[Saved data entries]

PR #780, opened 2023-09-21
Develop

AndrMar1939:
[DEMO LINK](https://andrmar1939.github.io/react_todo-app-with-api/)

### DIFF
--- a/src/types/actionTypes.ts
+++ b/src/types/actionTypes.ts
@@ -1,0 +1,21 @@
+import { Todo, TodosListType } from './todosTypes';
+
+export type Actions = {
+  type: 'LOAD',
+  payload: TodosListType,
+} | {
+  type: 'POST',
+  payload: Todo,
+} | {
+  type: 'DELETE',
+  payload: number,
+} | {
+  type: 'PATCH',
+  payload: Todo,
+} | {
+  type: 'IS_DELETING',
+  payload: number,
+} | {
+  type: 'REMOVE_IS_DELETING',
+  payload: number,
+};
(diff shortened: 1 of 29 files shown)


src/types/actionTypes.ts
```diff
@@ -0,0 +1,24 @@
...
+} | {
+  type: 'ALL_ACTIVE',
+  payload: null,
+} | {
+  type: 'IS_SPINNING',
+  payload: number,
+} | {
+  type: 'REMOVE_SPINNING',
+  payload: number,
+};
```
BudnikOleksii, line 24: It's not readable, create a type for each action and then combine them with union type

src/types/apiErrorsType.ts
```diff
@@ -0,0 +1,5 @@
+export type EmptyInputErrorType = 'REQUIRED';
+
+export const emptyInputError: EmptyInputErrorType = 'REQUIRED';
```
BudnikOleksii, line 3: It's too much, if you set some string it gets only this string as type so you don't need to create another type for constant

BudnikOleksii (changes requested):
Looks good 🚀 
I Left some comments to improve your solution, check them.
Also, a lot of tests failed:
image

AndrMar1939:
> Looks good 🚀 I Left some comments to improve your solution, check them. Also, a lot of tests failed: image



> Looks good 🚀 I Left some comments to improve your solution, check them. Also, a lot of tests failed: image

Yes!!! I was trying to work with Bulma's additional styles, so the editing tests failed. Okay.

Moroz-Dmytro (changes requested):
I see Oleksii has already reviewed it
Just some bug with the platform, I was not supposed to get this PR to review as it was not fixed yet
Need to reject this 🙂
Please, fix previous comments and I'll review it 😉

__What is needed__. When you reach the end of the data above, set it all down again unchanged.

__Expected answer__.
PR #780, opened 2023-09-21
Develop

AndrMar1939:
[DEMO LINK](https://andrmar1939.github.io/react_todo-app-with-api/)

### DIFF
--- a/src/types/actionTypes.ts
+++ b/src/types/actionTypes.ts
@@ -1,0 +1,21 @@
+import { Todo, TodosListType } from './todosTypes';
+
+export type Actions = {
+  type: 'LOAD',
+  payload: TodosListType,
+} | {
+  type: 'POST',
+  payload: Todo,
+} | {
+  type: 'DELETE',
+  payload: number,
+} | {
+  type: 'PATCH',
+  payload: Todo,
+} | {
+  type: 'IS_DELETING',
+  payload: number,
+} | {
+  type: 'REMOVE_IS_DELETING',
+  payload: number,
+};
(diff shortened: 1 of 29 files shown)


src/types/actionTypes.ts
```diff
@@ -0,0 +1,24 @@
...
+} | {
+  type: 'ALL_ACTIVE',
+  payload: null,
+} | {
+  type: 'IS_SPINNING',
+  payload: number,
+} | {
+  type: 'REMOVE_SPINNING',
+  payload: number,
+};
```
BudnikOleksii, line 24: It's not readable, create a type for each action and then combine them with union type

src/types/apiErrorsType.ts
```diff
@@ -0,0 +1,5 @@
+export type EmptyInputErrorType = 'REQUIRED';
+
+export const emptyInputError: EmptyInputErrorType = 'REQUIRED';
```
BudnikOleksii, line 3: It's too much, if you set some string it gets only this string as type so you don't need to create another type for constant

BudnikOleksii (changes requested):
Looks good 🚀 
I Left some comments to improve your solution, check them.
Also, a lot of tests failed:
image

AndrMar1939:
> Looks good 🚀 I Left some comments to improve your solution, check them. Also, a lot of tests failed: image



> Looks good 🚀 I Left some comments to improve your solution, check them. Also, a lot of tests failed: image

Yes!!! I was trying to work with Bulma's additional styles, so the editing tests failed. Okay.

Moroz-Dmytro (changes requested):
I see Oleksii has already reviewed it
Just some bug with the platform, I was not supposed to get this PR to review as it was not fixed yet
Need to reject this 🙂
Please, fix previous comments and I'll review it 😉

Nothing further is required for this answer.